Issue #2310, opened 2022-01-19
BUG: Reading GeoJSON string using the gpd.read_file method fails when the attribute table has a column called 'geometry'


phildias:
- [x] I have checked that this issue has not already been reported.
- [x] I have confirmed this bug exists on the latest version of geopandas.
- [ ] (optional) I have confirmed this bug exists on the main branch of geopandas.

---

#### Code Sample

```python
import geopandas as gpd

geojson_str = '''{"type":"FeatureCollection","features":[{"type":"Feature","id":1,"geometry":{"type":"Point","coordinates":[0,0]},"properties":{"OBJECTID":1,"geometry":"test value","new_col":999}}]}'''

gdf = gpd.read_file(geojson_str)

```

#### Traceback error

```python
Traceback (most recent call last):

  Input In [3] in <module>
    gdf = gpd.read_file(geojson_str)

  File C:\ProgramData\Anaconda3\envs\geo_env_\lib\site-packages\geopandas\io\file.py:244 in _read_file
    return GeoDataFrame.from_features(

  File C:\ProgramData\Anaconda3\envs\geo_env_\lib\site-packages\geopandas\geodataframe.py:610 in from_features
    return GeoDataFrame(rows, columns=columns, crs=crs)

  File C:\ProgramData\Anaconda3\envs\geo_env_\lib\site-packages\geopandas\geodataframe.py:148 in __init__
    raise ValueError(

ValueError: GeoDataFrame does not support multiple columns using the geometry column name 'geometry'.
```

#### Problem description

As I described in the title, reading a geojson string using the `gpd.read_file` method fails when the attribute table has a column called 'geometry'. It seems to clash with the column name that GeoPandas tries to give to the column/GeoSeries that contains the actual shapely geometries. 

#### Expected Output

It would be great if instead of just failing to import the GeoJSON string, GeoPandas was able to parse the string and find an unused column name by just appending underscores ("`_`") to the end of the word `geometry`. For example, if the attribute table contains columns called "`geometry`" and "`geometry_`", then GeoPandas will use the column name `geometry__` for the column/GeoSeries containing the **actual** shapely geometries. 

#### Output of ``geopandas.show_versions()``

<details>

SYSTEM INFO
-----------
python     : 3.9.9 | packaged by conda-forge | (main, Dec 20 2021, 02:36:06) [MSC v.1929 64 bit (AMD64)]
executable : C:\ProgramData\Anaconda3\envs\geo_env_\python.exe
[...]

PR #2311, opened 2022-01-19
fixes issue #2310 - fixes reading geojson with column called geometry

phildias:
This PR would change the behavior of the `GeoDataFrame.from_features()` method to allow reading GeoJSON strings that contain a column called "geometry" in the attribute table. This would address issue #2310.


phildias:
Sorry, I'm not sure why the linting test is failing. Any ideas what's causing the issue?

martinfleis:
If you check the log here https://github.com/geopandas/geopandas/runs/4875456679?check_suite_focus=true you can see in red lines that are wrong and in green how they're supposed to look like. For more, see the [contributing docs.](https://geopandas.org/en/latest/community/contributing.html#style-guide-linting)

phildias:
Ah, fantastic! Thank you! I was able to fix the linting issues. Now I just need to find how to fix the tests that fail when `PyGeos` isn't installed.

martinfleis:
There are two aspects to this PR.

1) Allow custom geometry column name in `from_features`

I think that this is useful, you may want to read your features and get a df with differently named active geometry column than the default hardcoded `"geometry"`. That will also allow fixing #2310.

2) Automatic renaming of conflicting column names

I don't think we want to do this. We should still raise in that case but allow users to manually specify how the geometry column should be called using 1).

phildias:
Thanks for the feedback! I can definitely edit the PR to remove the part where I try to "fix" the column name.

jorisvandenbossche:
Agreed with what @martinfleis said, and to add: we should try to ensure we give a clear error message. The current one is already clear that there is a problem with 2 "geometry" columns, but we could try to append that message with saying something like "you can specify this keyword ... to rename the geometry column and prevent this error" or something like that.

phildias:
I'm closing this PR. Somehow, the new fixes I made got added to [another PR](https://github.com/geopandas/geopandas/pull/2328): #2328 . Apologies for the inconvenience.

+ + + + + + +

Whenever the string "https" shows up in a line of the entries, copy that line.

### RESPONSE FOR THIS EXERCISE
If you check the log here https://github.com/geopandas/geopandas/runs/4875456679?check_suite_focus=true you can see in red lines that are wrong and in green how they're supposed to look like. For more, see the [contributing docs.](https://geopandas.org/en/latest/community/contributing.html#style-guide-linting)
I'm closing this PR. Somehow, the new fixes I made got added to [another PR](https://github.com/geopandas/geopandas/pull/2328): #2328 . Apologies for the inconvenience.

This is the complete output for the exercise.